Lines in the listing below that hold "values" are the ones to copy.

*** Opening Recorded information ***

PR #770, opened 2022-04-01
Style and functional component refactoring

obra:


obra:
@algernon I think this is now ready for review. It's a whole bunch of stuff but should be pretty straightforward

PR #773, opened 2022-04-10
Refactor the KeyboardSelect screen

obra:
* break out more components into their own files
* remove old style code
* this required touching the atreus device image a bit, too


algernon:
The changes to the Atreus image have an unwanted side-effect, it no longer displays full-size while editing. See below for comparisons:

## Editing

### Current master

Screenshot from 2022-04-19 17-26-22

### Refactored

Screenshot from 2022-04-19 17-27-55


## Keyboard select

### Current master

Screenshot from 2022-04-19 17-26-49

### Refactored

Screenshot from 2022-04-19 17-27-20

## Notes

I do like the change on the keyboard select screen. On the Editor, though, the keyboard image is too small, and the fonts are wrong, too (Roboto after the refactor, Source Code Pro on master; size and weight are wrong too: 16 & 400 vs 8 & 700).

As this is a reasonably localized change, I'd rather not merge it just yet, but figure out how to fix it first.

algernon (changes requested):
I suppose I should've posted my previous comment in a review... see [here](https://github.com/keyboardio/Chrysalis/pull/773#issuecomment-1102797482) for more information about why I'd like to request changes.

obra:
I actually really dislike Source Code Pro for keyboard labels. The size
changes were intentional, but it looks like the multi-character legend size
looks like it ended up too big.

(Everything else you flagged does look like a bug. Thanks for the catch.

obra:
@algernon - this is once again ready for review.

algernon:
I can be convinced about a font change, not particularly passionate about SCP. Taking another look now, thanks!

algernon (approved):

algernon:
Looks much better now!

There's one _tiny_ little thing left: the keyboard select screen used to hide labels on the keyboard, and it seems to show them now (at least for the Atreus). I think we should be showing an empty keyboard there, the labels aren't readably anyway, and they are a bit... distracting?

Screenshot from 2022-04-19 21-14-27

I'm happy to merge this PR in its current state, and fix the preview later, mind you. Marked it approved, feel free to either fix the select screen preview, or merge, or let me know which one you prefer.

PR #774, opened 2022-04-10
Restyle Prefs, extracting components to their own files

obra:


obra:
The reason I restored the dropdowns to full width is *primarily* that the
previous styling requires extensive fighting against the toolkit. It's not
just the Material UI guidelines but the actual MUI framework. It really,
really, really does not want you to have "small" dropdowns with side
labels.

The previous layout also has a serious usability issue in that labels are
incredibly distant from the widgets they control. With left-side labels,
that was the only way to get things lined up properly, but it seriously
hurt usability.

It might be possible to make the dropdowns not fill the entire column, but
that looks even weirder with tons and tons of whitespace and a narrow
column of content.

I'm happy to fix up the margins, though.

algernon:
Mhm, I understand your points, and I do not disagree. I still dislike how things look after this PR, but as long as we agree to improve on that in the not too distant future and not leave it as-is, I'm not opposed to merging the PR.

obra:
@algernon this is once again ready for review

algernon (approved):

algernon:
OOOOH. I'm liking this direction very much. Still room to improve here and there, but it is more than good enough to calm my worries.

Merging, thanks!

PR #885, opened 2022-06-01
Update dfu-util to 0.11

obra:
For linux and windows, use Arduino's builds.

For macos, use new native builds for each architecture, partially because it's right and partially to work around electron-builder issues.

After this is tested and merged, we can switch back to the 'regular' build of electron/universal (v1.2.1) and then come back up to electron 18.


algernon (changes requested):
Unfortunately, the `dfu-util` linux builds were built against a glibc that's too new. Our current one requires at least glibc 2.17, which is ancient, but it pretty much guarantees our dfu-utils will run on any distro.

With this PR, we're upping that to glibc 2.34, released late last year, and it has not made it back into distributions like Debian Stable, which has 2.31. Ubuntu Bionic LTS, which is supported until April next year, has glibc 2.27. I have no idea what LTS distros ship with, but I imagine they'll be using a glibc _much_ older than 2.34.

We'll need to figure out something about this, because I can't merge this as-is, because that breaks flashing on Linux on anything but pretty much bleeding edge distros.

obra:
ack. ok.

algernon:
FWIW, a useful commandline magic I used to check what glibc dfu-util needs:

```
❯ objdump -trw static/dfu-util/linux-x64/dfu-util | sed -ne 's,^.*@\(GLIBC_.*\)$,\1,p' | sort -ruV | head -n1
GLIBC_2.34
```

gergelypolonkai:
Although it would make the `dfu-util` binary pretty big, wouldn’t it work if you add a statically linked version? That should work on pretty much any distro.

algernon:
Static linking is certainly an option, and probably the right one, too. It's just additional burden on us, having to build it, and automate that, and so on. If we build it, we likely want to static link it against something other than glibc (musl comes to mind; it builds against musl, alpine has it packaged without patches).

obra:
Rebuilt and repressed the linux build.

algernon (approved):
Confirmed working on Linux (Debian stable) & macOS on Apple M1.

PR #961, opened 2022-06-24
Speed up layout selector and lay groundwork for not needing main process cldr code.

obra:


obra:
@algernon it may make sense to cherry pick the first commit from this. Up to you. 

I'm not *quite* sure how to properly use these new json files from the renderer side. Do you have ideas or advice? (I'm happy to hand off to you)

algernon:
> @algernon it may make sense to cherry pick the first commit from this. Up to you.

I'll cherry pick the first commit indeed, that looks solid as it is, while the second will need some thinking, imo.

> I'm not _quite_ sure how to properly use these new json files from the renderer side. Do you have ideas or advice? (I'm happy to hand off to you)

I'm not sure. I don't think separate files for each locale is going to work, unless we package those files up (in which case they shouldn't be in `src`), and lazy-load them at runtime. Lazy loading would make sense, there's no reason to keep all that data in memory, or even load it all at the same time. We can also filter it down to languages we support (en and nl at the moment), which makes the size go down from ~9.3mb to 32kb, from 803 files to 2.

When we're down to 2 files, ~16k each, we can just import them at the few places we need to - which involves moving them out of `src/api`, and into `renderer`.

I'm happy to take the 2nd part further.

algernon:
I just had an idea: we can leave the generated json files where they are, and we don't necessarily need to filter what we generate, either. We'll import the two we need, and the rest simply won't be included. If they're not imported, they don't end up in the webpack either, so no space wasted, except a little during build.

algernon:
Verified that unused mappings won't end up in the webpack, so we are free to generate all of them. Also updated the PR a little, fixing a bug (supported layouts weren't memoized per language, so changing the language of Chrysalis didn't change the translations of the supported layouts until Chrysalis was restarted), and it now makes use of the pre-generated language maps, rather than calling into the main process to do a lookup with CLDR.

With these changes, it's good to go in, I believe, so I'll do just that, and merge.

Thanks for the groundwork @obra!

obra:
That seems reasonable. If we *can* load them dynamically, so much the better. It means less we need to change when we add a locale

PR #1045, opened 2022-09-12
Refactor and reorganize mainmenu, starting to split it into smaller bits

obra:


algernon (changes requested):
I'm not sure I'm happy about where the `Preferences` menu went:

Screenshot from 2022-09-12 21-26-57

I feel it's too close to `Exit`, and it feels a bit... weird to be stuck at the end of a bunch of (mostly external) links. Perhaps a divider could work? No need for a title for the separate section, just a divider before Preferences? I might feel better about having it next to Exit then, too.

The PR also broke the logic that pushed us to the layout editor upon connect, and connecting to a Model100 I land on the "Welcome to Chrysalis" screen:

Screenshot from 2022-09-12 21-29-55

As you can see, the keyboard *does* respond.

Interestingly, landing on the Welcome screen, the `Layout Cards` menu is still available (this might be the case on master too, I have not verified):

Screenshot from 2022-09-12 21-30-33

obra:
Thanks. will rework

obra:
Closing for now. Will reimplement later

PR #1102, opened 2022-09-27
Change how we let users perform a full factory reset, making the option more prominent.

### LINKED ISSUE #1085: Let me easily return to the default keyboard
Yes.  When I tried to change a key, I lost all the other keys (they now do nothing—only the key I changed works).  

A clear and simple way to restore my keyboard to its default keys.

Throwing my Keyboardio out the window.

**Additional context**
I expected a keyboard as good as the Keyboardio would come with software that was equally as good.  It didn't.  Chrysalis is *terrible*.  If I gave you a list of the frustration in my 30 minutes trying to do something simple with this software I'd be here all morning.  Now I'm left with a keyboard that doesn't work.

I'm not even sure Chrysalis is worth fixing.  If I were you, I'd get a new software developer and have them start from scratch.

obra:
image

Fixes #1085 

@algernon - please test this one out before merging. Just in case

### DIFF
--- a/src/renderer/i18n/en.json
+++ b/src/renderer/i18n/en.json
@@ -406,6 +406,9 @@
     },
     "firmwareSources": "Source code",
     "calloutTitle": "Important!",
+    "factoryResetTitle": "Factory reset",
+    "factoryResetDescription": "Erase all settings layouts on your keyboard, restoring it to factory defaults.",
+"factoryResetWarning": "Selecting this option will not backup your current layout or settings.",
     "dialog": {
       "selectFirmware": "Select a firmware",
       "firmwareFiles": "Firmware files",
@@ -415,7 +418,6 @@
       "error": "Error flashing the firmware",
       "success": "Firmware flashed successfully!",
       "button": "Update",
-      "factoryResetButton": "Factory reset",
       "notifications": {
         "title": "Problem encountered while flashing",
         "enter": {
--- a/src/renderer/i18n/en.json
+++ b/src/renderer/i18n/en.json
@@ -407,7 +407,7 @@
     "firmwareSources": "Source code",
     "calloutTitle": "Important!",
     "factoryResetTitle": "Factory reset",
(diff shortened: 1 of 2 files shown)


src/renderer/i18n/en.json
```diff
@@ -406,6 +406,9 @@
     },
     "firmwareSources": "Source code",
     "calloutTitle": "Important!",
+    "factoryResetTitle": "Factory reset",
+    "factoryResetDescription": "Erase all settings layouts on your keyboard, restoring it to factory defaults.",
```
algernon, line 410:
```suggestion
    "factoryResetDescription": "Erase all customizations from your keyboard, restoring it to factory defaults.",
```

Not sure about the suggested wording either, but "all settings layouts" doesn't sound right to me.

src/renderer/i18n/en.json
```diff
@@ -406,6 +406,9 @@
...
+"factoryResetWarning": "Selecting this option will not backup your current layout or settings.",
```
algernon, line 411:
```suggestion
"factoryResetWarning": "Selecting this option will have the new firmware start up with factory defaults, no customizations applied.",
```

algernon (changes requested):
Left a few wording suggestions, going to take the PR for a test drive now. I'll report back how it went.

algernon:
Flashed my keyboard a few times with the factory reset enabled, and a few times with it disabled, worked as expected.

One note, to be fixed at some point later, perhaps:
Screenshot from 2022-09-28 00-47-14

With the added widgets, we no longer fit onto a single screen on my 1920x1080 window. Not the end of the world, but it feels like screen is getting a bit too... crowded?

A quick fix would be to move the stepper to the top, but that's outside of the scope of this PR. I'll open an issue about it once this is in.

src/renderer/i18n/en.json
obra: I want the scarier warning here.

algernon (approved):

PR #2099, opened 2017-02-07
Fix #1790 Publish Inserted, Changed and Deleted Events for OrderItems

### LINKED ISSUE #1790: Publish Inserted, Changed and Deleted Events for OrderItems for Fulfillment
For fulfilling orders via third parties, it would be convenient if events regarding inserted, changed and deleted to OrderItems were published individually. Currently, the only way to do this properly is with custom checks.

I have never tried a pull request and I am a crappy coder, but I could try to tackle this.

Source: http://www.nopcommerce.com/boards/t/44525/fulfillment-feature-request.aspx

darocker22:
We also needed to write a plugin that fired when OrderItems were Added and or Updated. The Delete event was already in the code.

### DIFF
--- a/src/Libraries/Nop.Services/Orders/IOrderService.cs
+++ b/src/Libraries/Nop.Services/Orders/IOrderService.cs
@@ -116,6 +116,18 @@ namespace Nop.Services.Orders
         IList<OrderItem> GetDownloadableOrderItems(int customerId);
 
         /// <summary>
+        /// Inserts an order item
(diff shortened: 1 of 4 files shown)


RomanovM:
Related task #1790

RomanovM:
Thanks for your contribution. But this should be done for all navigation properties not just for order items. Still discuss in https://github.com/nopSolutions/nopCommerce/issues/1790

*** Closing Recorded information ***
*** Opening Recorded information ***

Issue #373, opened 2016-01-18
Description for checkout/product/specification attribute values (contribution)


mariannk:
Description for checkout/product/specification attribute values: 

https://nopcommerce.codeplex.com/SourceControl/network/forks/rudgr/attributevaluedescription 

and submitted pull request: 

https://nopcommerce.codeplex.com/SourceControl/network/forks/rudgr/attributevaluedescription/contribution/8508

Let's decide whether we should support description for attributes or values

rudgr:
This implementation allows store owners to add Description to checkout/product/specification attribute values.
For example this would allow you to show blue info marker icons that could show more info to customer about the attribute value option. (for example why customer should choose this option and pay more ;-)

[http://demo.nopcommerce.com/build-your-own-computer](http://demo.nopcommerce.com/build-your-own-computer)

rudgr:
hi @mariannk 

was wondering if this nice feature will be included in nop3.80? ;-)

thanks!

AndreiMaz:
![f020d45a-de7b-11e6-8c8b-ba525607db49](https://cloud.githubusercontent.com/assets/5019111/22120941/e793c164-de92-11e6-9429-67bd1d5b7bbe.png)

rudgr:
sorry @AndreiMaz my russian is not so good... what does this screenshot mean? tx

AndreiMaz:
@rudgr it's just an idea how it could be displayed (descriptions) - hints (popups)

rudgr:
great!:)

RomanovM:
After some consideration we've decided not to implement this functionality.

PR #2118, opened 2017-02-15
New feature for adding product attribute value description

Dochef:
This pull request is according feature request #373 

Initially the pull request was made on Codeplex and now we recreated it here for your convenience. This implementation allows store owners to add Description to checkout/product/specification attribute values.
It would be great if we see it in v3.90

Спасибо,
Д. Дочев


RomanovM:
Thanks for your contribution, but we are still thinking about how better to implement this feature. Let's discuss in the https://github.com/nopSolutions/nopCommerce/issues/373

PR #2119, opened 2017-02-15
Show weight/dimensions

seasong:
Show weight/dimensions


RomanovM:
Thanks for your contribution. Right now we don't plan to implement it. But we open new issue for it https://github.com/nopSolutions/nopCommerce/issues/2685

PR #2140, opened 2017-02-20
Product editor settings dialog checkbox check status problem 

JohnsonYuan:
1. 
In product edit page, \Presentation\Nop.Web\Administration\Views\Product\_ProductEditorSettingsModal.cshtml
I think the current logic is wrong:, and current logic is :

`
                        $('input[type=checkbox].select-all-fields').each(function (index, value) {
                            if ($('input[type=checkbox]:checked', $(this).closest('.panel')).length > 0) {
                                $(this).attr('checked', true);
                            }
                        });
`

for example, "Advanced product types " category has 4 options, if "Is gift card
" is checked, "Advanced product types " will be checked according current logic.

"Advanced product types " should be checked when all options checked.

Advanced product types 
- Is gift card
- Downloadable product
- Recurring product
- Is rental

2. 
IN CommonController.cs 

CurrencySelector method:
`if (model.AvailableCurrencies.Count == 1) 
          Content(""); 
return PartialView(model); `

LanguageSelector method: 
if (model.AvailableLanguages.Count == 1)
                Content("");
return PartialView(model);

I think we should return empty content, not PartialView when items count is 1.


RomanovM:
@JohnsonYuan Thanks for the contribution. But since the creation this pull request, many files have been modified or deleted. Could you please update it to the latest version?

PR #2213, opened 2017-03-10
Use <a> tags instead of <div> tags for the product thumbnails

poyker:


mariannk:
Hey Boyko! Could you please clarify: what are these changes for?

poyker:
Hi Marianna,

*** Closing Recorded information ***
*** Opening Recorded information ***

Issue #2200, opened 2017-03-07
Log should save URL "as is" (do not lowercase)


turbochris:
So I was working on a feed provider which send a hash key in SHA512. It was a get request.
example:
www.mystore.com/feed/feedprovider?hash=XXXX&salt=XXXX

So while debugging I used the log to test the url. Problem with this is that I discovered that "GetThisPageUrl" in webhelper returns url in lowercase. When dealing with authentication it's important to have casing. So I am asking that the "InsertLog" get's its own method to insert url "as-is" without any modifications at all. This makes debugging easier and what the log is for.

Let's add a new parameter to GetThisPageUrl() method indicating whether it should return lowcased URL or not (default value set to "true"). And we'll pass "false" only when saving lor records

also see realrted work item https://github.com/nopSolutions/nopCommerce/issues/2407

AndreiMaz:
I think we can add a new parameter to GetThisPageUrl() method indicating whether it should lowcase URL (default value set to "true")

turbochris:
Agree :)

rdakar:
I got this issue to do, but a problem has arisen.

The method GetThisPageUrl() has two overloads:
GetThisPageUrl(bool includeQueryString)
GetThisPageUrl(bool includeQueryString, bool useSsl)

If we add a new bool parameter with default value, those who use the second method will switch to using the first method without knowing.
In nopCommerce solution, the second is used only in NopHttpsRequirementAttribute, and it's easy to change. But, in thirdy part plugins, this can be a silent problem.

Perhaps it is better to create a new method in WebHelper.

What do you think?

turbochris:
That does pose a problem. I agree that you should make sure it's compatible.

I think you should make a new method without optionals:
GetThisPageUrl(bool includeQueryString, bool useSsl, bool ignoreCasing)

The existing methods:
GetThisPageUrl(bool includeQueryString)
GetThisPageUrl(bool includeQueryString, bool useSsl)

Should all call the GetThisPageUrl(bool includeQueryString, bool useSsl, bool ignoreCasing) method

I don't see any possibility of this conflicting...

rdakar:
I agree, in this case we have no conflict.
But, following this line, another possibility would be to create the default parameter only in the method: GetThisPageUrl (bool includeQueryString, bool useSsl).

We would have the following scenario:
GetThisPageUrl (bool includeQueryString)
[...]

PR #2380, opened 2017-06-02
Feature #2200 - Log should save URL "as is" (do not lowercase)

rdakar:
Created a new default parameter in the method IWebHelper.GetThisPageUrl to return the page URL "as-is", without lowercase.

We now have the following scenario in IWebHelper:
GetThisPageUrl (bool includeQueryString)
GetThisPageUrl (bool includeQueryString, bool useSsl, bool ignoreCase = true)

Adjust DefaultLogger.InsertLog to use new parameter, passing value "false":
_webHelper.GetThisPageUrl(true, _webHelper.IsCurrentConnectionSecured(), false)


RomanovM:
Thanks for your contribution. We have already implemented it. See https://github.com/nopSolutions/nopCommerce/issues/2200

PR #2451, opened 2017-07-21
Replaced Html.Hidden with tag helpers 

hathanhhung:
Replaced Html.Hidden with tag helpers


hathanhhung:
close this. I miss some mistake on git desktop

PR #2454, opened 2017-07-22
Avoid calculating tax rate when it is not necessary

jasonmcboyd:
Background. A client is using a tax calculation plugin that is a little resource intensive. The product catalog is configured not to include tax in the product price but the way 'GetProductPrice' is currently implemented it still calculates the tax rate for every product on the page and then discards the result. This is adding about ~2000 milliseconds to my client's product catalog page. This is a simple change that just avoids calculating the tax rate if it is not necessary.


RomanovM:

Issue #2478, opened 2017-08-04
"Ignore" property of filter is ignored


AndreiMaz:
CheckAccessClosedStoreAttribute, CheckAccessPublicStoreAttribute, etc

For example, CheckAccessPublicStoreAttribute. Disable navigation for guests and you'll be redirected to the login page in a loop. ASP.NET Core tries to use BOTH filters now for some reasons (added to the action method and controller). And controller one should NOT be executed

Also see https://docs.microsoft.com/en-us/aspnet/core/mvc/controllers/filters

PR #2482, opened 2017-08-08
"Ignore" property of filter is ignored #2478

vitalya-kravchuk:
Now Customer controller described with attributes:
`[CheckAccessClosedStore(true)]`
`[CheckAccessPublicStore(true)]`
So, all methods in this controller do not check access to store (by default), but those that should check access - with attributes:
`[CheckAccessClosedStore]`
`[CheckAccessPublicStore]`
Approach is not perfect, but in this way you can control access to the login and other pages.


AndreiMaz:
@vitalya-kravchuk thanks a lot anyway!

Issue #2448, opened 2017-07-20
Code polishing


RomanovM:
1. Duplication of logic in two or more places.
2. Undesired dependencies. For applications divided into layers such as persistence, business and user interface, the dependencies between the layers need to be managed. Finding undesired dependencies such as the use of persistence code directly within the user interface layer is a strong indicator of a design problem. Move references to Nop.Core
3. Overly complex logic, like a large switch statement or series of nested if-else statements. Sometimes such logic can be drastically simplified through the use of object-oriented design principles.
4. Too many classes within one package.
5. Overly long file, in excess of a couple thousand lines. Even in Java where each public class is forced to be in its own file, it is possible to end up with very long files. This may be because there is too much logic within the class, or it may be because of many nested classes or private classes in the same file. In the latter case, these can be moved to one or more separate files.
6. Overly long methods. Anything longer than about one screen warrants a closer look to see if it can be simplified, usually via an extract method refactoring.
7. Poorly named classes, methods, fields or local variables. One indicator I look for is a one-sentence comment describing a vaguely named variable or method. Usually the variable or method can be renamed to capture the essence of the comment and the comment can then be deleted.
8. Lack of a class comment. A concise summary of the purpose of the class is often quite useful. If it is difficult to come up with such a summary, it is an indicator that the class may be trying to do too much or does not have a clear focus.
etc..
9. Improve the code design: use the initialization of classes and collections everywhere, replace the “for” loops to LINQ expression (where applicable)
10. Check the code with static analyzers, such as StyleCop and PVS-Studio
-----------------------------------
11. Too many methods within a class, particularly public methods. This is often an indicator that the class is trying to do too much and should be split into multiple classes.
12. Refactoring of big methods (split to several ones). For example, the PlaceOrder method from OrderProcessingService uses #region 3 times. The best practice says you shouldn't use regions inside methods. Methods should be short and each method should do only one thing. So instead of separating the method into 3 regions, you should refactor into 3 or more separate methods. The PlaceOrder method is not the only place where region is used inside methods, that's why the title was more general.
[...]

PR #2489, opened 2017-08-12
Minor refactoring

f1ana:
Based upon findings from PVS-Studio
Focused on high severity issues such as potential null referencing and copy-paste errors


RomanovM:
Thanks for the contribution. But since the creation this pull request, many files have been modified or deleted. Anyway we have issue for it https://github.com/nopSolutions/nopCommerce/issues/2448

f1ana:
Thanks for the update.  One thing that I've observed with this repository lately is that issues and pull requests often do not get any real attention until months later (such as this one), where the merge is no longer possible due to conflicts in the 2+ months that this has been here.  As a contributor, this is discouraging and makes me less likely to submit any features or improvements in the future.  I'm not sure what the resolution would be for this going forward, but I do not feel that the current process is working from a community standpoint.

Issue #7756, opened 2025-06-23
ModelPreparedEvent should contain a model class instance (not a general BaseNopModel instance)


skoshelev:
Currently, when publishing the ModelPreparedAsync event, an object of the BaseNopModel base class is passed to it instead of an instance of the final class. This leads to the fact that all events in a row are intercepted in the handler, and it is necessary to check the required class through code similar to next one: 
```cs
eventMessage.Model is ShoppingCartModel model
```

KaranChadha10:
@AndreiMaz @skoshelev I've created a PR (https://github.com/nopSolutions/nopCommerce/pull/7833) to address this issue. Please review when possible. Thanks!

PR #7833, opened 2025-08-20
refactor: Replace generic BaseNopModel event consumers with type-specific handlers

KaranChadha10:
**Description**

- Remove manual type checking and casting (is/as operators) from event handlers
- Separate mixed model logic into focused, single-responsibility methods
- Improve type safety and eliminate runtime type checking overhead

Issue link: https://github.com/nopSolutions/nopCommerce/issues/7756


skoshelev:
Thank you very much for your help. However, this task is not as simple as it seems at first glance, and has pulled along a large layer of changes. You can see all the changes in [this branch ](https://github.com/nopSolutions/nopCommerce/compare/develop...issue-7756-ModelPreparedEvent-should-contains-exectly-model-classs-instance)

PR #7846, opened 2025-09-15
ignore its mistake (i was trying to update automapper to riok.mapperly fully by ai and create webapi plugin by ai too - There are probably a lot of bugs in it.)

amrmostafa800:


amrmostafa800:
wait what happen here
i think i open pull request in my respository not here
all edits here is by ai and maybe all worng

*** Closing Recorded information ***

§ Answer to this exercise
Description for checkout/product/specification attribute values (contribution)
Description for checkout/product/specification attribute values: 
Let's decide whether we should support description for attributes or values
This implementation allows store owners to add Description to checkout/product/specification attribute values.
Initially the pull request was made on Codeplex and now we recreated it here for your convenience. This implementation allows store owners to add Description to checkout/product/specification attribute values.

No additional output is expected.